So I will start this post by saying I already know this must sound totally crazy and I have ZERO intention of acting on these feelings I am having right now. Ok. Glad we cleared that up. Moving on!
It seems like everyone I know is having babies right now! It is insane the number of people I know who are pregnant or just recently had a baby. In fact I know 2 who had them within the last week! I have mentioned before how much I always wanted children, how since I was about 5 years old I knew I wanted to be a mom. Seriously, I have been thinking about it that long. Who knew it would be 22 years before it happened. I have also always known that I wanted more than one child, I always hoped to have 3 actually. And just a side note, as long as I have been thinking about being a mom one day, I have known my first was going to be a boy. :)
And along came Wyatt. He really is the most amazing and wonderful little boy and I am so thankful for him every day. I cannot leave work fast enough to get home to him and spend those few moments with him before he drifts off to sleep for the night. I truly think he is everything I could ever ask for in a child and am anxious to see what kind of a person he will grow up to be.
But those of us who have always wanted kids know the feeling of the baby bug. Before you have kids it's a deep longing for the experience of pregnancy and childbirth and to have someone to care for and love in ways you can only imagine. I'm finding it works a little differently once you have had a child. Now the baby bug is not only a longing for the experience and the love you can only feel when you look at your newborn for the first time, but it's a missing and mourning because you are forever separate from that child now. For me at least, despite how awful my pregnancy was at times, I really miss it! I want to cuddle a tiny little baby again and feel the elation that comes with not being able to tear your eyes away from the amazing thing you made from nothing. I want to complain about my baby kicking me in the ribs all day and night again.

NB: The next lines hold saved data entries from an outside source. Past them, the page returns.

PR #233, opened 2025-02-16
fix: remove types condition

bluwy:
The types condition can't be used for both ESM and CJS entrypoints, they need to be separated.

- https://publint.dev/@clack/core@0.4.1
- https://arethetypeswrong.github.io/?p=%40clack%2Fcore%400.4.1

Removing the types condition can fix this as it'll resolve to `./dist/index.mjs` or `./dist/index.cjs`, and then TypeScript can infer the sibiling `./dist/index.d.mts` and `./dist/index.d.cts` files automatically (both already published). Explicitly specifying two types condition is also possible but this change felt simpler.

### DIFF
--- a/.changeset/breezy-trees-fetch.md
+++ b/.changeset/breezy-trees-fetch.md
@@ -1,0 +1,6 @@
+---
+"@clack/prompts": patch
+"@clack/core": patch
+---
+
+Fix types export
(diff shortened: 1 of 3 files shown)


dreyfus92:
hey @bluwy, thanks for the PR! just a heads-up — this was recently addressed when we moved to ESM-only in [#246](https://github.com/bombshell-dev/clack/pull/246), which resolves the issue by removing CJS altogether, so I think we're good on this front now. appreciate you taking the time to fix it though!

bluwy:
I believe the types still need to be fixed in main. If .mjs is used, the the types should be .d.mts, not .d.ts.

Issue #192, opened 2024-04-29
[Bug] ERR_TTY_INIT_FAILED on git bash (MINGW64)


brc-dd:
**Environment**

- OS: Windows
- Node Version: v22.0.0
- Package: `@clack/prompts`
- Package Version: v0.7.0

**Describe the bug**

https://github.com/natemoo-re/clack/blob/45ee73bf33b25f9a8c7e1bb6117ccc165478bf4d/packages/core/src/prompts/prompt.ts#L82

This line throws `ERR_TTY_INIT_FAILED` when used inside terminals like Git Bash.

**To Reproduce**

You'll need a Windows machine (or VM, I'm using UTM on mac) with Git Bash installed. Then try running any project using clack. For example with VitePress:

```sh
mkdir foo
npm add -D vitepress
npx vitepress init
``` 

Or with Svelte:

```sh
npm create svelte@latest foo
```

**Expected behavior**

Work similar to other terminals or maybe a fallback strategy in case write stream can't be opened on stdin.

**Additional Information**

Downstream issues - https://github.com/vuejs/vitepress/issues/3841, https://github.com/sveltejs/svelte/issues/8595, https://stackoverflow.com/q/75750730/11613622,

Dmytro-Shulha:
Having same problem when trying to run tests from within Git Bash:
![image](https://github.com/user-attachments/assets/2a9ee324-88ea-42de-bd81-1d9c94de78df)

natemoo-re:
Hey, thanks for opening an issue! I'm finally working through the backlog here.

Windows strikes again... I'll have to investigate what other libraries do to workaround this! All of Windows support is honestly pretty naive and it'd be great to do more feature detection in general.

I want to lay and watch my belly roll after I've laughed particularly hard at something.
Pregnancy and childbirth are such amazing things. And they are so worth all the throwing up and crazy cravings and mood swings. Being a mom has given me a mental and emotional peace I have been looking for for a lot of years. There has been nothing better than listening to Wyatt breathing through the monitor while I drift to sleep and seeing his smile when I get to the sitter's after a long work day. I honestly cannot wait for the day I get to take another pregnancy test and see those 2 pink lines. I don't want Wyatt to be my only child; I want him to have siblings obviously, but it's really a selfish thing, because I want to experience becoming a mom again.
It needs to be stated again, I have no intention of acting on these feelings and rushing the process. Wyatt will get a little brother or sister when the time is right, when I've found him someone who will love him and happily be his dad. But that doesn't mean I'm not going to look forward to the next one in the mean time. I know there is another little baby out in the universe for me, I just have to be patient and wait for the right time for them to show up.
And until then, I will cuddle and love on all the other babies in my life, including and most of all, my own.